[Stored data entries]
---+---
PR #2346, opened 2019-10-11
Make QueueTrigger shutdown graceful.

### LINKED ISSUE #2345: QueueTrigger does not do graceful shutdown (leaves queue messages hidden)
When doing graceful shutdown of the Host, any queue messages being processed are abandoned, left invisible in the queue and not available until the lease timeout expires, rather than releasing the leases to make the messages visible again and allow someone else to process them. For apps that use only QueueTrigger, this is the main thing graceful shutdown can/should do.

#### Repro steps

1. Create a program that processes a message from a queue.

2. Have the processing function take a long time but respect the cancellation token (return immediately if cancellation is requested).

3. Gracefully shutdown the host (such as via Ctrl+C).

#### Expected behavior

The message the host was processing is released - visible in the queue and available to others to process.

#### Actual behavior

The message the host was processing is left with its lease intact but abandoned - it is not visible in the queue, and nothing else will be able to process it until the lease it had previously taken expires.

#### Known workarounds

None known.

#### Related information 

App.csproj:
```xml
<Project Sdk="Microsoft.NET.Sdk">
  <PropertyGroup>
    <OutputType>Exe</OutputType>
    <TargetFramework>netcoreapp3.0</TargetFramework>
  </PropertyGroup>
  <ItemGroup>
    <PackageReference Include="Microsoft.Azure.WebJobs" Version="3.0.13" />
    <PackageReference Include="Microsoft.Azure.WebJobs.Extensions.Storage" Version="3.0.8" />
    <PackageReference Include="Microsoft.Azure.WebJobs.Host.Storage" Version="3.0.13" />
    <PackageReference Include="Microsoft.Extensions.Logging.Console" Version="3.0.0" />
  </ItemGroup>
</Project>

```

Program.cs:
```c#
using Microsoft.Internal.WindowsAzure.Storage;
using System;

class Program
{
    static void Main()
    {
        new HostBuilder()
            .ConfigureWebJobs(b => {
                b.AddAzureStorageCoreServices();
                b.AddAzureStorage();
            })
            .ConfigureLogging(b => b.AddConsole())
            .UseConsoleLifetime()
            .Build()
            .Run();
    }
}
```

Processor.cs:
```c#
using Microsoft.Azure.WebJobs;
using Newtonsoft.Json.Linq;
using System;
using System.Threading;

public static class Processor
{
    public static void Process([QueueTrigger("test")] JObject message, CancellationToken cancellationToken,
        ILogger logger)
    {
        logger.LogInformation($"Received: {message.ToString()}");
        logger.LogInformation("Waiting up to 10 minutes for cancellation token.");
        cancellationToken.WaitHandle.WaitOne(TimeSpan.FromMinutes(10));

        if (cancellationToken.IsCancellationRequested)
        {
            logger.LogInformation("Cancellation requested.");
            cancellationToken.ThrowIfCancellationRequested();
        }

        logger.LogInformation("Done processing message.");
    }
}
```

davidmatson:
Fixes #2345.

Disclaimer: I haven't had a chance to test, but here's the overall idea for a fix. (The project doesn't just compile as-is on my box, so this may not even be in a fully-compiling state yet.)

### DIFF
--- a/src/Microsoft.Azure.WebJobs.Extensions.Storage/Queues/Listeners/QueueListener.cs
+++ b/src/Microsoft.Azure.WebJobs.Extensions.Storage/Queues/Listeners/QueueListener.cs
@@ -40,6 +40,7 @@ namespace Microsoft.Azure.WebJobs.Host.Queues.Listeners
         private readonly FunctionDescriptor _functionDescriptor;
         private readonly string _functionId;
         private readonly ScaleMonitorDescriptor _scaleMonitorDescriptor;
+        private readonly CancellationTokenSource _shutdownCancellationTokenSource;
 
         private bool? _queueExists;
         private bool _foundMessageSinceLastDelay;
@@ -122,6 +123,7 @@ namespace Microsoft.Azure.WebJobs.Host.Queues.Listeners
             _delayStrategy = new RandomizedExponentialBackoffStrategy(QueuePollingIntervals.Minimum, maximumInterval);
 
             _scaleMonitorDescriptor = new ScaleMonitorDescriptor($"{_functionId}-QueueTrigger-{_queue.Name}".ToLower());
+            _shutdownCancellationTokenSource = new CancellationTokenSource();
         }
 
         // for testing
@@ -142,10 +144,13 @@ namespace Microsoft.Azure.WebJobs.Host.Queues.Listeners
 
         public async Task StopAsync(CancellationToken cancellationToken)
         {
-            ThrowIfDisposed();
-            _timer.Cancel();
-            await Task.WhenAll(_processing);
-            await _timer.StopAsync(cancellationToken);
+            using (cancellationToken.Register(() => _shutdownCancellationTokenSource.Cancel()))
+            {
+                ThrowIfDisposed();
+                _timer.Cancel();
+                await Task.WhenAll(_processing);
+                await _timer.StopAsync(cancellationToken);
+            }
         }
 
         public void Dispose()
@@ -153,6 +158,7 @@ namespace Microsoft.Azure.WebJobs.Host.Queues.Listeners
             if (!_disposed)
             {
                 _timer.Dispose();
+                _shutdownCancellationTokenSource.Dispose();
                 _disposed = true;
             }
         }
@@ -325,7 +331,10 @@ namespace Microsoft.Azure.WebJobs.Host.Queues.Listeners
                     await timer.StopAsync(cancellationToken);
                 }
 
-                await _queueProcessor.CompleteProcessingMessageAsync(message, result, cancellationToken);
+                // Use a different cancellation token for shutdown to allow graceful shutdown.
+                // Specifically, don't cancel the completion or update of the message itself during graceful shutdown.
+                // Only cancel completion or update of the message if a non-graceful shutdown is requested via _shutdownCancellationTokenSource.
+                await _queueProcessor.CompleteProcessingMessageAsync(message, result, _shutdownCancellationTokenSource.Token);
             }
             catch (StorageException ex) when (ex.IsTaskCanceled())
             {
@@ -533,7 +542,7 @@ namespace Microsoft.Azure.WebJobs.Host.Queues.Listeners
                     return status;
                 }
             }
-            
+
             bool queueLengthDecreasing =
                 IsTrueForLastN(
                     metrics,
--- a/test/Microsoft.Azure.WebJobs.Host.UnitTests/Bindings/Path/BindingParameterResolverTests.cs
+++ b/test/Microsoft.Azure.WebJobs.Host.UnitTests/Bindings/Path/BindingParameterResolverTests.cs
@@ -5,6 +5,7 @@ using Microsoft.Azure.WebJobs.Host.Bindings.Path;
 using System.Linq;
 using Xunit;
 using System;
+using System.Globalization;
 
 namespace Microsoft.Azure.WebJobs.Host.UnitTests.Bindings.Path
 {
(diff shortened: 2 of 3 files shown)


davidmatson:
I tested the change, and it did build and work fine. For aborting the graceful shutdown via the cancellation token to IHostedService.StopAsync, I had to plumb through one more part - IJobHost.StopAsync didn't take this parameter. To avoid a breaking change, I had JobHost implement IHostedService in addition to IJobHost and prefer calling the IHostedService version and passing in the cancellation token where possible.

davidmatson:
@mathewc or @brettsam, could you take a look at this PR? It's a fairly small change to fix this bug. Thanks!

src/Microsoft.Azure.WebJobs.Extensions.Storage/Queues/Listeners/QueueListener.cs
```diff
@@ -40,6 +40,7 @@ internal sealed partial class QueueListener : IListener, ITaskSeriesCommand, INo
         private readonly FunctionDescriptor _functionDescriptor;
         private readonly string _functionId;
         private readonly ScaleMonitorDescriptor _scaleMonitorDescriptor;
+        private readonly CancellationTokenSource _shutdownCancellationTokenSounce;
```
cloverst: typo: _shutdownCancellationTokenSou**r**ce (source not sounce)

davidmatson: Thanks! It's fixed now.

src/Microsoft.Azure.WebJobs.Host/Hosting/JobHostService.cs
```diff
@@ -13,11 +13,13 @@ public class JobHostService : IHostedService
     {
         private readonly ILogger<JobHostService> _logger;
         private readonly IJobHost _jobHost;
+        private readonly IHostedService _jobHostHostedService;
 
         public JobHostService(IJobHost jobhost, ILogger<JobHostService> logger)
         {
             _logger = logger ?? throw new ArgumentNullException(nameof(logger));
             _jobHost = jobhost;
+            _jobHostHostedService = jobhost as IHostedService;
```
brettsam: Can you do this cast down in `StopAsync` so we don't need a separate field?

src/Microsoft.Azure.WebJobs.Host/JobHost.cs
```diff
@@ -24,7 +25,7 @@ namespace Microsoft.Azure.WebJobs
     /// A <see cref="JobHost"/> is the execution container for jobs. Once started, the
     /// <see cref="JobHost"/> will manage and run job functions when they are triggered.
     /// </summary>
-    public class JobHost : IJobHost, IDisposable, IJobInvoker
+    public class JobHost : IJobHost, IHostedService, IDisposable, IJobInvoker
```
brettsam: It feels odd to have this implement `IHostedService` when we don't actually register as an `IHostedService` anywhere... and in fact we host it inside of another `IHostedService`. 

@fabiocav -- why did we do it this way?

brettsam (commented):
My only concern is implementing `IHostedService` there as it implies this is a hosted service... yet we never actually use it as an `IHostedService`.

I'd like @fabiocav and @mathewc to weigh in as well to see if they have any concerns.

src/Microsoft.Azure.WebJobs.Host/Hosting/JobHostService.cs
davidmatson: Sure.

src/Microsoft.Azure.WebJobs.Host/JobHost.cs
davidmatson: Yeah, I didn't see any major reason to have JobHostService separate from JobHost, other than perhaps the missing CancellationToken on IJobHost.StopAsync.

JobHostService is a public class, or I'd suggest just removing it entirely. Another option would be to leave the class but change WebJobsHostBuilderExtensions to register JobHost directly rather than JobHostService as the IHostedService (also moving the ILogger logic that's the only thing currently left in JobHostService).

Those both seem like slightly larger changes, so my inclination would be to do what's in the current PR, but I'm open to options here.

davidmatson: Per offline discussion, I've split that commit into its own PR (#2372) so we can merge this part in the meantime.

brettsam (approved):

src/Microsoft.Azure.WebJobs.Extensions.Storage/Queues/Listeners/QueueListener.cs
```diff
@@ -320,7 +326,7 @@ internal async Task ProcessMessageAsync(CloudQueueMessage message, TimeSpan visi
                     await timer.StopAsync(cancellationToken);
                 }
 
-                await _queueProcessor.CompleteProcessingMessageAsync(message, result, cancellationToken);
+                await _queueProcessor.CompleteProcessingMessageAsync(message, result, _shutdownCancellationTokenSource.Token);
```
brettsam, line 337: One nit -- can you add a comment above this explaining why we're using a different token here? I know we're all going to forget why we did this in about 2 weeks :-)

brettsam:
Just a suggestion about adding a comment -- then can you squash this down to a single commit? After that, I can merge.

src/Microsoft.Azure.WebJobs.Extensions.Storage/Queues/Listeners/QueueListener.cs
davidmatson: Good idea - sure.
---+---
Write out again, exactly, the lines from the start of the entries up to and including the one with "#### Repro steps". Nothing else belongs in the reply.

PR #2346, opened 2019-10-11
Make QueueTrigger shutdown graceful.

### LINKED ISSUE #2345: QueueTrigger does not do graceful shutdown (leaves queue messages hidden)
When doing graceful shutdown of the Host, any queue messages being processed are abandoned, left invisible in the queue and not available until the lease timeout expires, rather than releasing the leases to make the messages visible again and allow someone else to process them. For apps that use only QueueTrigger, this is the main thing graceful shutdown can/should do.

#### Repro steps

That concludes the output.